I'd point out there is nothing inherently wrong with this:

if(contact.email != null && contact.email.contains('@')

At least assuming it's used this one time.

I could have problems with this very easily:

private Boolean isEmailValid(String email){
   return email != null && email.contains('@');
}

A few things I'd watch for:

  1. Why is it private? It looks like a potentially useful stub. Is it useful enough to be a private method and no chance of it being used more widely?
  2. I wouldn't name the method IsValidEmail personally, possibly ContainsAtSign or LooksVaguelyLikeEmailAddress because it does almost no real validation, which is maybe good, maybe not what is exected.
  3. Is it being used more than once?

If it is being used once, is simple to parse, and takes less than one line I would second guess the decision. It probably isn't something I'd call out if it wasn't a particular problem from a team.

On the other hand I have seen methods do something like this:

if (contact.email != null && contact.email.contains('@')) { ... }
else if (contact.email != null && contact.email.contains('@') && contact.email.contains("@mydomain.com")) { //headquarters email }
else if (contact.email != null && contact.email.contains('@') && (contact.email.contains("@news.mydomain.com") || contact.email.contains("@design.mydomain.com") ) { //internal contract teams }

That example is obviously not DRY.

Or even just that last statement can give another example:

if (contact.email != null && contact.email.contains('@') && (contact.email.contains("@news.mydomain.com") || contact.email.contains("@design.mydomain.com") )

The goal should be to make the code more readable:

if (LooksSortaLikeAnEmail(contact.Email)) { ... }
else if (LooksLikeFromHeadquarters(contact.Email)) { ... }
else if (LooksLikeInternalEmail(contact.Email)) { ... }

Another scenario:

You might have a method like:

public void SaveContact(Contact contact){
   if (contact.email != null && contact.email.contains('@'))
   {
       contacts.Add(contact);
       contacts.Save();
   }
}

If this fits your business logic and isn't reused there is not a problem here.
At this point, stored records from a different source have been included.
PR #2843, opened 2026-08-31
[multi-lora v2 4/7] Publish immutable adapter snapshots to disk

yueming-yuan:

Publish Tinker sampler adapters through `WeightPublisher` in `training_utils/weight_update/snapshot_publisher.py`. Every trainer rank joins the shared HF iterator's gathers; rank 0 writes the selected slot's rank-trimmed tensors, adapter configuration, and metadata into an immutable directory. `AdapterSpec(slot, rank, alpha)` identifies the export, and an existing version cannot be overwritten.

Tensor materialization, safetensors serialization, file writes, and directory publication all propagate execution errors through the common `TrainerCell` boundary. `export_slot` no longer converts checkpoint IO failures into result dictionaries. The checkpoint helper from #2842 retains successful-write barriers and complete-directory publication.

Tinker engines load the same frozen HF base at startup. Their resolved configuration sets `update_weights=False`, allowing the existing server-cell lifecycle to register them as ready without a trainer push; explicit weight updates and dummy base loading are rejected. The runtime in #2845 carries the snapshot name and disk path with sampling requests for SGLang's existing on-demand loading.

Full-model and single-LoRA training retain their ordinary weight updater. Remove the Tinker staged-push path, its engine-session error classes, and its update-window changes from the shared updater, actor, controller, and drivers. `MultiLoRATrainRayActor._init_training_state()` initializes the publisher independently of the transport; its `export_slot` command owns the export boundary. Remove staged-publication-specific tests and align the existing shared-updater tests with the restored path. The FT harness uses the current `end_update_weights(snapshot_cell_id_to_hashes)` API; an empty snapshot releases the window without marking cells ready.

Stacked on #2842.

Validation:

Multi-LoRA engines default `max_loaded_loras` to twice their effective `max_loras_per_batch` when unset. Explicit CLI/group overrides are preserved. Full pre-commit passed; no new tests were added.


yushengsu-thu (commented):
Suggest change to this:
[Async lora rollout and weight sync]
[[LoRA] Publish fresh streamed versions alongside generation by yushengsu-thu · Pull Request #38165 ·](https://github.com/sgl-project/sglang/pull/38165)
[[LoRA] Publish immutable adapter versions alongside generation by yushengsu-thu · Pull Request #3127](https://github.com/radixark/miles/pull/3127)

miles/backends/training_utils/weight_update/hf_weight_iterator/__init__.py
```diff
@@ -89,9 +93,11 @@ def iter_hf_weights(
         """
         hf_param_units = self._iter_hf_param_units(weights, materialize=materialize) if include_base else iter(())
         for lora_name, adapter in adapters:
-            hf_param_units = itertools.chain(
-                hf_param_units, self._iter_hf_adapter_units(lora_name, adapter, materialize=materialize)
+            prefixed = (
+                [(f"{lora_name}:{name}", tensor) for name, tensor in unit]
+                for unit in self._iter_hf_adapter_units(adapter, materialize=materialize)
             )
+            hf_param_units = itertools.chain(hf_param_units, prefixed)
```
joyliu-q: Hi, I think there is a bug in this code because generators are lazily evaluated.

I simplified your code a bit to give the following example:
```
import itertools

def build(adapters):
    units = iter(())
    for lora_name, tensors in adapters:
        prefixed = (f"{lora_name}:{t}" for t in tensors)
        units = itertools.chain(units, prefixed)
    return list(units)  # consumption happens here, after the loop

print(build([("A", ["w1", "w2"]), ("B", ["w1", "w2"])]))
# prints ['B:w1', 'B:w2', 'B:w1', 'B:w2']
# even though we want ['A:w1', 'A:w2', 'B:w1', 'B:w2']
```

If you add the following test to `TestIterHfWeightsTemplate`, it will also fail

```
class TestIterHfWeightsTemplate:
    ...

    def test_multiple_adapters_keep_their_own_prefixes(self):
        iterator = _StubIterator(SAMPLE_LORA_WEIGHTS)
        names = self._names(
            iterator.iter_hf_weights(None, include_base=False, adapters=[("slot_0", None), ("slot_1", None)])
        )
        assert names == [f"slot_0:{name}" for name, _ in SAMPLE_LORA_WEIGHTS] + [
            f"slot_1:{name}" for name, _ in SAMPLE_LORA_WEIGHTS
        ]

    ...
```

joyliu-q: example of a similar issue with better explanation: https://go.dev/blog/loopvar-preview

miles/backends/training_utils/weight_update/updater.py
```diff
@@ -94,53 +84,73 @@ def pop_metrics(self) -> dict[str, float]:
...
+            protocol,
+            self.args,
+            staged=staged,
+            sync_base=sync_base,
+            selector=self._hf_weight_iterator.weight_update_selector,
+            registrations=registrations,
+            lora_path=lora_path,
+        )
+        with session:
+            self._registered_adapters.update(lora_name for lora_name, _ in registrations)
```
nanjiangwill, line 124: `_registered_adapters` is updated before the staged stream and commit complete. If either fails, SGLang aborts and removes the pending registration, but a retry sees the cached name and skips registration; the second call sends only begin/end. Reusing a successfully published name also skips `defer_publish` freshness validation. Do not cache staged publication names—register each one and let SGLang enforce uniqueness—and add failed-retry and duplicate-name tests.

miles/backends/megatron_utils/actor.py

But when someone asks "Why is '@' saved, because that's not right!" and you decide to add actual validation of some sort, then extract it!

You'll be glad you did when you also need to account for the presidents second email account Pr3$sid3nt@[email protected] and decide to just go all out and try and support RFC 2822.

On readability:

// If there is an email property and it contains an @ sign then process
if (contact.email != null && contact.email.contains('@'))

If your code is this clear, you don't need comments here. In fact, you don't need comments to say what the code is doing most the time, but rather why it's doing it:

// The UI passes '@' by default, the DBA's made this column non-nullable but 
// marketing is currently more concerned with other fields and '@' default is OK
if (contact.email != null && contact.email.contains('@'))

Whether the comments above an if statement or inside a tiny method is to me, pedantic. I might even argue the opposite of useful with good comments inside another method because now you would have to navigate to another method to see how and why it does what it does.

In summary: Don't measure these things; Focus on the principles that the text was built from (DRY, SOLID, KISS).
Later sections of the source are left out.